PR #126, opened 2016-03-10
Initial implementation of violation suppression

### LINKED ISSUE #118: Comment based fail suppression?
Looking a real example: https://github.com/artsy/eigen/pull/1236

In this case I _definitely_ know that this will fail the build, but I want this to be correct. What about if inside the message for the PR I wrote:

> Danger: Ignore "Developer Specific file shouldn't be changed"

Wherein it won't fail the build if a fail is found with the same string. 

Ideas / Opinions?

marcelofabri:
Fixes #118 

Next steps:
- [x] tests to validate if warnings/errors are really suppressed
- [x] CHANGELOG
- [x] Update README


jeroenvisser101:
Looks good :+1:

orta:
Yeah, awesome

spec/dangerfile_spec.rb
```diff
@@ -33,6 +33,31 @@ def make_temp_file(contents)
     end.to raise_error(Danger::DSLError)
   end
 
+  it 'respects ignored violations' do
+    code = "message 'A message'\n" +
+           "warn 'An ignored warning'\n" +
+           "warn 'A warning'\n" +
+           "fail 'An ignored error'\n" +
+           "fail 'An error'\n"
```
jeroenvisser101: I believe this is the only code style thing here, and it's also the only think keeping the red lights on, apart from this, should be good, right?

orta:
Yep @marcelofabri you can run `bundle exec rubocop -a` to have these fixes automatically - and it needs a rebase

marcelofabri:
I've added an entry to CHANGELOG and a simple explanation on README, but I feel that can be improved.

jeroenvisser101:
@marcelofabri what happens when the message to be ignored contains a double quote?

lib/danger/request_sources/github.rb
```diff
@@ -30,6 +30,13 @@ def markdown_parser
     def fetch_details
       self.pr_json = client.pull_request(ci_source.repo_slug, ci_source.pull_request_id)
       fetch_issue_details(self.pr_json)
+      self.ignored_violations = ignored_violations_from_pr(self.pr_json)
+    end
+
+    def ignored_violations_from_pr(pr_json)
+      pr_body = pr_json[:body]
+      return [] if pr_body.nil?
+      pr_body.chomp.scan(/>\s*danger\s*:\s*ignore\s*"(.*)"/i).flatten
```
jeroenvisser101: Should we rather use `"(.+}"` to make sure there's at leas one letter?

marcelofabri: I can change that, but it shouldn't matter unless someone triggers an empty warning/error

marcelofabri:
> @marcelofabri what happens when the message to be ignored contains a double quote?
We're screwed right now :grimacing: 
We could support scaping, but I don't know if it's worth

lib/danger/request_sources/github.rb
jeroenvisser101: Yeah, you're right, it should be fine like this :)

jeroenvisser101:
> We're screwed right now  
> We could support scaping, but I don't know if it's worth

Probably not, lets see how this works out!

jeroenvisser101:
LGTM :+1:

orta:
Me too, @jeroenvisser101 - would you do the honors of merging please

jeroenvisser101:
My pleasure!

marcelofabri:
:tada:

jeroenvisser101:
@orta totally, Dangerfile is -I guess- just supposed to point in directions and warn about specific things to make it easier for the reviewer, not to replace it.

■ ■ ■

◆ Task to complete
For each line above that contains "could", make a copy.

◆ Task response
We could support scaping, but I don't know if it's worth
> We could support scaping, but I don't know if it's worth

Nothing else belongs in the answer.